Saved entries
^^^^
PR #1232, opened 2026-08-14
feat: tune host transfers adaptively

ZacharyZcR:
## Summary

- make automatic lane selection the default while preserving explicit overrides
- tune SFTP pipeline depth and lane count from file size plus a bounded host-pair EWMA profile
- back off concurrency after failures and expire learned profiles after 24 hours
- sample at most three 64 KiB file regions to improve tar routing beyond filename extensions
- keep SHA-256 verification and existing relay/direct fallback behavior unchanged

Closes Termix-SSH/Support#1150

## Validation

- `npm run lint` (0 errors; existing warnings only)
- `npm run type-check`
- `npm run build`
- targeted transfer tests: 13 passed
- full suite: 2262 passed, 1 skipped; one unrelated session-log test timed out under full-suite load and passed twice when rerun in isolation


ZacharyZcR:
Tracking issue: Termix-SSH/Support#1150.

PR #1347, opened 2026-08-25
fix: stop SSH authentication during routine status polling

### LINKED ISSUE #1216: [BUG]
### Title

Status check triggers a full SSH authentication attempt even when metricsEnabled is false

### Platform

Desktop App - Windows

N/A

### Version

2.7.1

### CLI Installation Method

None

### CLI Version

_No response_

### Troubleshooting

- [x] I have checked open issues and ensured this is not a duplicate

### The Problem

Status check on an SSH host with metrics disabled is supposed to just be a TCP ping. Instead it's doing a full SSH auth attempt on every status check interval. On a RADIUS/Duo backed switch this means a live Duo push every interval, for every host, with zero tabs or sessions open. 

### How to Reproduce

1. Install Termix 2.6.0 (or earlier), add SSH hosts with statusCheckEnabled: true and metricsEnabled: false, confirm status checks are just TCP pings (no auth attempts on the target).
2. Upgrade to 2.7.1 via the MSI installer
3. Open the app
4. Watch the auth logs on an SSH host that has statusCheckEnabled: true and metricsEnabled: false a full SSH login attempt fires on that host, with no tabs open.
5. To rule out a stale config: uninstall, delete the app data folder, reinstall fresh.
6. Import hosts from a JSON export (statsConfig included, metricsEnabled: false on each host).
7. As soon as the import finishes, the same behavior happens. SSH login attempts fire against every imported host on the next status check interval, still with no tabs open.

### Additional Context

Easier to see with switches where radius auth 2fa enabled. Otherwise you'll have to look through local appdata to see session logs.

YatoVoid:
Routine host status polling is now TCP-only, preventing repeated RADIUS/Duo authentication prompts when no SSH session is active. Metrics collection remains responsible for authenticated `online` status, and regression coverage ensures `pollHostStatus` cannot call the SSH authentication path.

Fixes Termix-SSH/Support#1216

### DIFF
--- a/src/backend/hosts/metrics/host-status.test.ts
+++ b/src/backend/hosts/metrics/host-status.test.ts
@@ -1,6 +1,5 @@
 import { describe, expect, it } from "vitest";
 import {
-  needsStatusPollAuthentication,
   statusAfterAuthentication,
   statusAfterReachabilityCheck,
 } from "./host-status.js";
@@ -21,12 +20,5 @@ describe("host availability status", () => {
   it("downgrades failed authentication without hiding reachability", () => {
     expect(statusAfterAuthentication(false, "online")).toBe("reachable");
     expect(statusAfterAuthentication(false, "offline")).toBe("offline");
-  });
-
-  it("authenticates in the status probe unless a metrics poll will do it", () => {
-    expect(needsStatusPollAuthentication(false, false)).toBe(true);
-    expect(needsStatusPollAuthentication(false, true)).toBe(true);
-    expect(needsStatusPollAuthentication(true, false)).toBe(true);
-    expect(needsStatusPollAuthentication(true, true)).toBe(false);
   });
 });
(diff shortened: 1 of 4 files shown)


ZacharyZcR (changes requested):
The current guard only stops polling authentication after a successful authentication has already moved the host to `online`. If the Duo/RADIUS request is denied, ignored, or times out, `statusAfterAuthentication(false)` stores `reachable`; `shouldProbeAuthForStatus("reachable")` then returns `true` on the next interval, so the repeated 2FA push reported in Support#1216 continues indefinitely.

Please change the metrics-disabled status path so routine status polling does not perform SSH authentication (the issue explicitly expects TCP-only polling), or otherwise ensure failed/interactive authentication is not retried by each status interval. Please also add a polling-level regression test covering authentication failure followed by the next poll; the current helper-only tests encode the retry behavior and cannot catch this failure mode.

ZacharyZcR (approved):
The requested behavior and regression coverage are now addressed. Routine status polling is TCP-only, repeated interactive SSH authentication is removed, and the status semantics are documented accurately.

PR #1374, opened 2026-08-31
fix(homepage): validate clock widget timezones

nasif-naseef:
# Overview

- [x] Fixed: an invalid timezone on a Clock widget threw `RangeError` during render and took the homepage canvas down with it
- [x] Added: timezone validation in the Clock edit dialog, with an inline message and a disabled Save
- [x] Updated: `ClockWidget` now falls back to local time for configs already stored with an unusable zone

# Changes Made

- `src/ui/features/homepage/clock-timezone.ts` (new) — `normalizeTimezone`, `isValidTimezone` and `validateClockTimezone`, shared by the widget and the dialog so the check lives in one place.
- `ClockEditForm.tsx` — flags an unusable zone the same way `FolderMetadataDialog` flags a duplicate folder name: `aria-invalid`, `border-destructive`, and an inline `text-destructive` message.
- `WidgetEditDialog.tsx` — one `typeId === "clock"` branch: Save is disabled while the zone is unusable, `handleSave` guards again, and the normalized zone is what gets stored, so `America/New York` is saved as `America/New_York` instead of being rejected. No other widget form is touched.
- `ClockWidget.tsx` — validates before formatting, falling back to local time (and hiding the zone label) for configs saved before this change, so an existing broken homepage recovers on its own.
- `en.json` — one new key, `homepage.invalidTimezone`.
- Tests — `ClockTimezone.test.tsx` and `WidgetEditDialogClock.test.tsx`, 38 assertions covering the widget fallback, the normalizer, the inline error, and Save being blocked and then re-enabled.

# Related Issues

- Related to Termix-SSH/Support#1238

# Screenshots / Demos

Invalid zone: the field is flagged and Save is disabled, so it can no longer be stored.

invalid zone, error shown, Save disabled

A space instead of an underscore is accepted and normalized on save — no error, Save enabled.

space accepted, Save enabled

Saved result — the widget renders the zone as `America/New_York`:

widget rendering America/New_York

Before this change, that same config threw during render and took the canvas down with it:

```
RangeError: Invalid time zone specified: America/New York
```

# Checklist

### DIFF
--- a/src/ui/features/homepage/clock-timezone.ts
+++ b/src/ui/features/homepage/clock-timezone.ts
@@ -1,0 +1,28 @@
+/** IANA zone names use underscores, but people type and paste spaces. */
+export function normalizeTimezone(timezone: string): string {
+  return timezone.trim().replace(/\s+/g, "_");
+}
+
+export function isValidTimezone(timezone: string): boolean {
+  try {
+    new Intl.DateTimeFormat("en-US", { timeZone: timezone });
+    return true;
+  } catch {
+    return false;
+  }
+}
+
+/**
+ * Normalizes the timezone a user typed and reports whether it is usable.
+ * A blank field is valid: it means "use local time".
+ */
+export function validateClockTimezone(timezone: unknown): {
+  timezone?: string;
+  valid: boolean;
+} {
+  if (typeof timezone !== "string" || timezone.trim() === "") {
+    return { timezone: undefined, valid: true };
+  }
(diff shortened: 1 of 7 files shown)


ZacharyZcR (approved):
Reviewed the timezone validation, persisted-config fallback, and test coverage. The focused tests, full frontend suite, type-check, lint, formatting, and diff checks all pass. No blocking changes requested.

PR #1382, opened 2026-09-03
fix(desktop): surface a failed embedded backend start

nasif-naseef:
# Overview

The desktop app hung forever on the "Loading…" spinner when the embedded backend's HTTP port was already in use, with nothing in the UI saying why. It now reports the failure and names the conflicting port.

- [x] Added: `electron/backend-failure.cjs` — classifies why the forked backend died (port conflict vs. generic crash) from its exit code and stderr
- [x] Added: `src/ui/lib/embedded-server-status.ts` — renderer-side read of that verdict over IPC
- [x] Fixed: the three renderer retry loops no longer wait forever on a backend that has already exited
- [x] Updated: `get-embedded-server-status` now carries the failure reason, and is finally reachable from the renderer

# Changes Made

The backend already handled the conflict correctly — `httpServer.on("error", …)` in `src/backend/database/database.ts` logs it and exits 1 — and the main process noticed, with `startBackendServer` resolving `false`. But that verdict had nowhere to go: `get-embedded-server-status` was never exposed in `electron/preload.js` and nothing in `src/` called it, so the renderer never learned the backend was gone.

The renderer treats every connection failure as "the embedded backend is still booting" and retries indefinitely, in three places, each with a comment explaining why giving up would be wrong:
^^^^
WORK TASK> The lines to return are those in the entries above that hold "existing".

TASK ANSWER>
- keep SHA-256 verification and existing relay/direct fallback behavior unchanged
- `npm run lint` (0 errors; existing warnings only)
- `ClockWidget.tsx` — validates before formatting, falling back to local time (and hiding the zone label) for configs saved before this change, so an existing broken homepage recovers on its own.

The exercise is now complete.